After installing it, I did need to configure it so that it would gather and send the stats I was interested in to InfluxDB. To do so, I took a backup of the default config file (found at /etc/telegraf/telegraf.conf), then replaced the original with my own generic config file for Linux systems:
[global_tags] [agent] interval = "10s" round_interval = true metric_batch_size = 1000 metric_buffer_limit = 10000 collection_jitter = "0s" flush_interval = "10s" flush_jitter = "0s" precision = "" debug = false quiet = false logfile = "/var/log/telegraf/telegraf.log" hostname = "<<system host name, optional>>" omit_hostname = false [[outputs.influxdb]] urls = ["<<url to your influxdb server>>"] username = "<<influxdb user>>" password = "<<influxdb password>>" [[inputs.cpu]] percpu = true totalcpu = true collect_cpu_time = false report_active = false [[inputs.disk]] ignore_fs = ["tmpfs", "devtmpfs", "devfs", "overlay", "aufs", "squashfs"] [[inputs.diskio]] [[inputs.kernel]] [[inputs.mem]] [[inputs.processes]] [[inputs.swap]] [[inputs.system]]

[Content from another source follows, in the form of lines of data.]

PR #81, opened 2020-07-07
Sensapex pressure controller v0.915

outofculture:
I couldn't come up with a way to test that I am converting kPa to Pa correctly, so double-check my logic there.

Note: the sdk offers two `get_pressure` functions, one for the setting, and one for an actual measurement. I picked the "setting" one. We only ever check the pressure when we init the `SensapexPressureControl`.

### DIFF
--- a/acq4/drivers/sensapex/sensapex.py
+++ b/acq4/drivers/sensapex/sensapex.py
@@ -600,13 +600,19 @@ class SensapexDevice(object):
 
     def set_pressure(self, channel, value):
         """
-        @param value: pressure in kPa
+        Parameters
+        ----------
+        value : float
+            pressure in kPa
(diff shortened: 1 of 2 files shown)


acq4/drivers/sensapex/sensapex.py
```diff
@@ -597,9 +599,15 @@ def _change_callback(self, devid, new_pos, old_pos):
             self.callback(self, new_pos, old_pos)
 
     def set_pressure(self, channel, value):
-        return self.ump.set_pressure(self.devid, int(channel), int (value))
+        """
+        @param value: pressure in kPa
```
campagnola, line 603: We've been using numpy-style docstrings here.

PR #82, opened 2020-07-20
Zeiss shutter control

outofculture:
This also adds error reporting for zeiss event handlers.


acq4/devices/LightSource/LightSource.py
```diff
@@ -32,7 +32,7 @@ def __init__(self, dm, config, name):
         self._lock = Mutex.Mutex()
 
     def deviceInterface(self, win):
-        return LightSourceGui(self)
+        return LightSourceDevGui(self)
 
     def taskInterface(self, taskRunner):
         return LightSourceTaskGui(self, taskRunner)
```
campagnola, line 38: just return None until LightSourceTaskGui gets filled in.

PR #86, opened 2020-08-11
SignalProxy.block needs to be renamed

outofculture:
The rename PR in pyqtgraph - https://github.com/pyqtgraph/pyqtgraph/pull/1344 - will rename this out from under us


outofculture:
Oops. This was due to a stale pyqtgraph branch in use on my test machine. Disregard.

Then it was a matter of starting Telegraf, confirm in the logs that it was sending, and then start work in Grafana. After working the data a bit, I got the following dashboard:
Now, this is still very much a work in progress. For one thing, the orange line is supposed to be the max java heap, and unless I stop JIRA and change it – I don’t think it’s supposed to change. And those gaps aren’t me restarting JIRA, so it should have been constant. (proxy problems, ammirite?)

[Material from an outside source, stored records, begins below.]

PR #262, opened 2020-11-03
Convert filters on BigQuery dates and timestamp fields using the right type

anoopj:
This fixes the query failures similar to TPCDS query# 83. Without this fix, BigQuery read API complains that the pushed down filter is invalid. The fix is done for both the v1 and v2 code paths.

Testing: unit testing and tested with TPCDS query# 83

### DIFF
--- a/connector/src/main/java/com/google/cloud/spark/bigquery/SparkFilterUtils.java
+++ b/connector/src/main/java/com/google/cloud/spark/bigquery/SparkFilterUtils.java
@@ -268,8 +268,11 @@ public class SparkFilterUtils {
     if (value instanceof String) {
       return "'" + escape((String) value) + "'";
     }
-    if (value instanceof Timestamp || value instanceof Date) {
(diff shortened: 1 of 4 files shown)


build.sbt
```diff
@@ -24,7 +24,7 @@ lazy val nettyTcnativeVersion = "2.0.29.Final"
 
 lazy val commonSettings = Seq(
   organization := "com.google.cloud.spark",
-  version := "0.17.4-SNAPSHOT",
+  version := "0.17.5-SNAPSHOT",
```
davidrabinowitz, line 27: Please remove, the next version is either 0.17.4 or 0.18.0

davidrabinowitz (commented):
/gcbrun

build.sbt
anoopj: Done.

davidrabinowitz (approved):
Thanks, there one minor fix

The particularly tricky one to do is the CPU Graph and guage. Telegraf will breakdown CPU usage into io_wait, user, system, etc. To be fair, this is how it’s recorded to Linux internally, but to get a unified number, I had to take the idle time on the CPU, multiply it by -1, then subtract it from 100.

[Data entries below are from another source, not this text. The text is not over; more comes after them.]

PR #263, opened 2020-11-05
Handle select * case in columnar batch read from Spark

mingjialiu:
This PR fixes the failure that happens with select * queries when columnar batch read is enabled. Without this fix,  TPC-DS queries including 72, 21,.. will fail. 

This can be reproed with  SELECT *  and spark-bigquery-with-dependencies jar released after PR : https://github.com/GoogleCloudDataproc/spark-bigquery-connector/pull/237  (which enabled arrow format in V2)

Test : added 1 integration test case


davidrabinowitz:
Thanks! Can you please add an integration test testing this?

davidrabinowitz (approved):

The second gotcha is under to options tab of the single stat block. It will always default to give you an average – which at times you will want. But in most cases will give you weird readings, like 0.4 users are currently logged in instead of one. To fix this, simply change it to read “Current”, as shown below.
So, you may be asking yourselves, why?
My first answer would be “Have you seen it! It’s just cool a.f.!”
But my second, more practical answer is incident detection and response. Just like in JIRA, Dashboards here give you and idea of whats going on now, as well as what’s been going on previously. You can even expand on this to tell if you are using swap, which could severely slow down a system. Or if you are out of memory for the JVM setting you have. Or you don’t have enough CPU power to process all the requests. And you can tell all this at a glance. You can even have this posted on a monitor on the wall so everyone can see it in real time.
So this post is a bit short…
I just got back home yesterday from a last minute trip I had to take. I knew I’d want to update the blog, but honestly couldn’t think of what to do it on. Luckily while I was gone I had worked on this as a distraction, so here we are. But this is a tool I wish I had one some of my previous engagements, and figured some of you might be able to use it as well. So, until next week, when I can hopefully complete part one of the Installing JIRA from scratch, this is Rodney, asking “Have you updated your JIRA issues today?”